Work order: Pick each line containing "include" out of the records.

─── Data in this exercise

PR #82, opened 2025-08-13
Add crate `test-utils`

### LINKED ISSUE #15: Remove duplication in tests
Most of the tests between zkVMs look similar. Given we have an interface, we can use that to DRY with some of the tests

han0110:
This PR aims to add more complicated input type to testing guests, and simplify the testing guest structure a bit.

The `test-utils` provides:

- Serde types for guest/host to use
- Helper function to get path to guest directory
- Helper function to get sample inputs

Currently only `ere-sp1` is updated, if it looks okay, I'll apply it to all the other zkvm crates and fully resolve #15.

### DIFF
--- a/tests/sp1/basic/src/main.rs
+++ b/tests/sp1/basic/src/main.rs
@@ -10,8 +10,8 @@ pub fn main() {
     assert_eq!(String::from_utf8_lossy(&bytes), "Hello world");
 
     // Read `BasicStruct`.
-    let basic_input = sp1_zkvm::io::read::<BasicStruct>();
-    let output = basic_input.output();
+    let basic_struct = sp1_zkvm::io::read::<BasicStruct>();
+    let output = basic_struct.output();
 
     // Write `output`
     sp1_zkvm::io::commit(&output);


crates/ere-sp1/src/compile.rs
```diff
@@ -95,50 +95,21 @@ pub fn compile(guest_directory: &Path) -> Result<Vec<u8>, CompileError> {
...
-            }
-            Err(err) => {
-                panic!("compile failed for dedicated guest: {err}");
-            }
-        }
+    fn test_compile() {
+        let guest_directory = testing_guest_directory("sp1", "basic");
+        let elf_bytes = compile(&guest_directory).unwrap();
+        assert!(!elf_bytes.is_empty(), "ELF bytes should not be empty.");
     }
```
jsign, line 107: Q: Maybe we can remove this and only leave the one below?

crates/ere-sp1/src/lib.rs
```diff
@@ -225,127 +225,62 @@ fn serialize_inputs(stdin: &mut SP1Stdin, inputs: &Input) {
...
-            .join("prove")
-            .join("basic")
-            .canonicalize()
-            .expect("Failed to find or canonicalize test guest program at <CARGO_WORKSPACE_DIR>/tests/execute/sp1")
-    }
-
-    fn get_compiled_test_sp1_elf_for_prove() -> Result<Vec<u8>, SP1Error> {
-        let test_guest_path = get_prove_test_guest_program_path();
-        RV32_IM_SUCCINCT_ZKVM_ELF.compile(&test_guest_path)
+        run_zkvm_execute_invalid_inputs(&zkvm, &empty_inputs);
```
jsign, line 264: Q: Maybe worth also some non-empty imput that isn't the expected `Hello world`?

jsign: Q2/Nit: might be useful to remove `run_zkvm_execute_invalid_inputs` and only have the normal one and do the `.expect` here?

crates/test-utils/src/host.rs
```diff
@@ -0,0 +1,56 @@
...
+pub fn testing_guest_directory(zkvm_name: &str, program: &str) -> PathBuf {
+    workspace().join("tests").join(zkvm_name).join(program)
+}
+
+pub fn run_zkvm_execute(zkvm: &impl zkVM, inputs: &Input) {
+    let _report = zkvm
+        .execute(inputs)
+        .expect("execute should not fail with valid input");
+
+    // TODO: Check output are expected.
```
jsign, line 21: Might worth creating an issue to include program outputs into `ProgramExecutionReport` and `ProgramProvingReport`?

jsign (approved):
LGTM! Left some comments for your consideration.

Also, I think this might close https://github.com/eth-act/ere/issues/15 ?

crates/test-utils/src/host.rs
han0110: Sure, created here https://github.com/eth-act/ere/issues/87

But if we only include the program outpus in report, it seems verifier still couldn't get it, so perhaps we also need to update the `verify` to return the `Output` (or `ProgramVerifyingReport` that contains `Output`)?

crates/ere-sp1/src/lib.rs
han0110: > Q: Maybe worth also some non-empty imput that isn't the expected Hello world?

Sounds good

> Q2/Nit: might be useful to remove run_zkvm_execute_invalid_inputs and only have the normal one and do the .expect here?

Yeah we could do that, but then we will duplicate a lot of `.expect(msg)` in tests. Do you think we could just use `unwrap()`, or it's fine to duplicate the expect message?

──────

Written solution:
jsign, line 21: Might worth creating an issue to include program outputs into `ProgramExecutionReport` and `ProgramProvingReport`?
But if we only include the program outpus in report, it seems verifier still couldn't get it, so perhaps we also need to update the `verify` to return the `Output` (or `ProgramVerifyingReport` that contains `Output`)?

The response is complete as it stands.